| TASK TO COMPLETE |
Lines with the word "false" are the answer; copy each of them from the data below.

| DATA FOR ANALYSIS |
PR #4574, opened 2026-08-31
fix(Android): stop reading uninitialized state from requestLayout() so R8 optimization cannot crash it

### LINKED ISSUE #4586: Android: crash on first screen mount with R8 optimization enabled (null check in ScreenContainer.requestLayout removed)
### Description

With R8 optimization enabled in a release build, the app crashes as soon as the first screen is mounted:

```
FATAL EXCEPTION: main
java.lang.NullPointerException: Attempt to invoke virtual method 'java.lang.Class java.lang.Object.getClass()' on a null object reference
    at com.facebook.react.modules.core.ReactChoreographer.postFrameCallback
    at com.swmansion.rnscreens.ScreenContainer.requestLayout
    at android.view.View.setFlags(View.java:18980)
    at android.view.ViewGroup.initViewGroup(ViewGroup.java:731)
    at android.view.ViewGroup.<init>(ViewGroup.java:724)
    at com.swmansion.rnscreens.ScreenContainer.<init>
    at com.swmansion.rnscreens.ScreenStack.<init>
    at com.swmansion.rnscreens.ScreenStackViewManager.createViewInstance

Expected: the app launches and renders the stack, as it does with R8 optimization off.
```
Cause: ViewGroup's constructor calls requestLayout() before the subclass is initialized. ScreenContainer overrides requestLayout() and reads layoutCallback, which is still null at that point. The code guards this with `layoutCallback != null` plus `@Suppress("SENSELESS_COMPARISON")`. R8's optimizer sees a final field written once with a non-null object, decides the check can never fail, and deletes it. Confirmed by reading the post-R8 dex of ScreenContainer.requestLayout. CustomToolbar and TabsHost have the same pattern.

This depends on the R8 version. R8 8.12.14 (bundled by AGP 8.11) still keeps the check. R8 9.4.14 removes it. So the library currently works only while consuming apps keep R8 optimization off, which AGP 9 makes harder: it rejects proguard-android.txt (the default file carrying -dontoptimize) by default, and Google's current guidance is proguard-android-optimize.txt.

### Steps to reproduce

1. Any app that renders a native stack (react-navigation native stack, which mounts a ScreenStack).
2. In android/app/build.gradle, release build type: minifyEnabled true and proguardFiles getDefaultProguardFile('proguard-android-optimize.txt'), 'proguard-rules.pro'.
3. In android/settings.gradle, inside pluginManagement, pin the newer R8:
   buildscript {
       repositories { google(); mavenCentral() }
       dependencies { classpath("com.android.tools:r8:9.4.14") }
   }
4. Build the release variant and launch it.
5. The app crashes on the first mounted screen with the trace above. Repeat with -dontoptimize (the legacy proguard-android.txt) and it launches.

https://github.com/TaduJR/rnscreens-r8-optimizer-crash

### Screens version

4.25.0

### React Native version

0.86.0

### Platforms

Android

### JavaScript runtime

Hermes

### Workflow

Expo bare workflow

### Build type

Release mode

### Device

Android emulator

### Device model

Google Android emulator, arm64, API 37

### Acknowledgements

Yes

TaduJR:
Fixes https://github.com/software-mansion/react-native-screens/issues/4586

## Description

With R8 optimization enabled, the app crashes as soon as the first screen is mounted:

```
FATAL EXCEPTION: main
java.lang.NullPointerException: Attempt to invoke virtual method 'java.lang.Class java.lang.Object.getClass()' on a null object reference
	at com.facebook.react.modules.core.ReactChoreographer.postFrameCallback(SourceFile:4)
	at com.swmansion.rnscreens.ScreenContainer.requestLayout(SourceFile:21)
	at android.view.View.setFlags(View.java:18980)
	at android.view.ViewGroup.initViewGroup(ViewGroup.java:731)
	at android.view.ViewGroup.<init>(ViewGroup.java:724)
	at com.swmansion.rnscreens.ScreenContainer.<init>(SourceFile:1)
	at com.swmansion.rnscreens.ScreenStack.<init>(SourceFile:1)
	at com.swmansion.rnscreens.ScreenStackViewManager.createViewInstance(SourceFile:6)
```

`ViewGroup`'s constructor calls `requestLayout()` (through `initViewGroup` and `setFlags`) before the subclass is initialized. `ScreenContainer` overrides `requestLayout()` and reads `layoutCallback`, which is still null at that point. The code guarded this with `layoutCallback != null` plus `@Suppress("SENSELESS_COMPARISON")`. R8's optimizer sees a `final` field written once with a non-null object, decides the check can never fail, and deletes it. Reproduced with R8 9.4.14. R8 8.12.14, which AGP 8.11 bundles, still keeps the check.

So the library only works with R8 optimization off. AGP 9 rejects `proguard-android.txt` by default, the file that carried `-dontoptimize`, and Google's guidance is `proguard-android-optimize.txt`, so apps following it hit this. `CustomToolbar` and `TabsHost` have the same pattern. `TabsHost` is not legacy code.

An earlier revision of this PR typed the fields as nullable. That only changes Kotlin metadata, not bytecode, and the post-R8 dex came out identical to the crashing build. This revision removes the fields instead.

No existing issue covers this.

## Changes

`requestLayout()` no longer reads anything initialized after `super()`. It is gated by Booleans, whose default value is correct while the superclass constructor runs, and posts a fresh callback each time. `StackHost` already works this way.

- `legacy/ScreenContainer.kt`: removed the `layoutCallback` field, its body is now `forceSubtreeMeasureAndLayoutPass()`.
- `legacy/CustomToolbar.kt`: same, as `forceMeasureAndLayoutPass()`.
- `tabs/host/TabsHost.kt`: took over the two pending flags from `TabsHostLayoutCoordinator`, which held no other state, and that class is deleted. Its two scheduling methods and their docs moved into `TabsHost`.

One behaviour difference: a `requestLayout()` during construction used to be skipped and now posts one deferred measure/layout pass, which runs on the fully constructed view. `StackHost` already does this. Kotlin emits no write for `= false` initializers, so a flag set during construction is not reset afterwards and nothing posts twice.

`StackHost` and `StackHeaderSubview` also override `requestLayout()` and are unaffected: one guards on a `Boolean`, the other uses a safe call.

## Test plan

Reproduced on react-native-screens 4.25.0: release build, `minifyEnabled true`, `proguard-android-optimize.txt`, R8 9.4.14 via `classpath("com.android.tools:r8:9.4.14")` in `settings.gradle`, rendering a `ScreenStack`. The code is unchanged in 4.27.0 and on `main`.

Verified by reading the post-R8 dex of `ScreenContainer.requestLayout` with `dexdump -d`, R8 9.4.14, no keep rules for this library:

- unchanged code: null check gone from the dex, app crashes on launch.
- nullable fields (previous revision): dex identical to the above.
- this revision: a Boolean test followed by `postFrameCallback` with a new callback, no field read left. The app launches and renders with no fatal exception.

Compiles clean against React Native 0.87.0-rc.3 (`:react-native-screens:compileDebugKotlin` in `FabricExample`), zero errors, no new warnings on the changed files. No automated test is added because the failure only exists after R8 optimization runs.

## Checklist

- [x] Ensured that CI passes


android/src/main/java/com/swmansion/rnscreens/legacy/CustomToolbar.kt
```diff
@@ -89,21 +77,30 @@ open class CustomToolbar(
...
                 ReactChoreographer
                     .getInstance()
-                    .postFrameCallback(
-                        ReactChoreographer.CallbackType.NATIVE_ANIMATED_MODULE,
-                        layoutCallback,
-                    )
+                    .postFrameCallback(ReactChoreographer.CallbackType.NATIVE_ANIMATED_MODULE) {
+                        isLayoutEnqueued = false
+                        forceMeasureAndLayoutPass()
+                    }
```
kkafar, line 89: This won't fly that easily unfortunately.

It changes the timing when the callback is posted, e.g. it fires an additional callback, when previously `layoutCallback == null`. 

This is a very fragile code that would require careful testing & there is lack of capacity on our side at the moment.

TaduJR:
Check here https://github.com/software-mansion/react-native-screens/issues/4586#issuecomment-5574530893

| TASK RESULT |
One behaviour difference: a `requestLayout()` during construction used to be skipped and now posts one deferred measure/layout pass, which runs on the fully constructed view. `StackHost` already does this. Kotlin emits no write for `= false` initializers, so a flag set during construction is not reset afterwards and nothing posts twice.
+                        isLayoutEnqueued = false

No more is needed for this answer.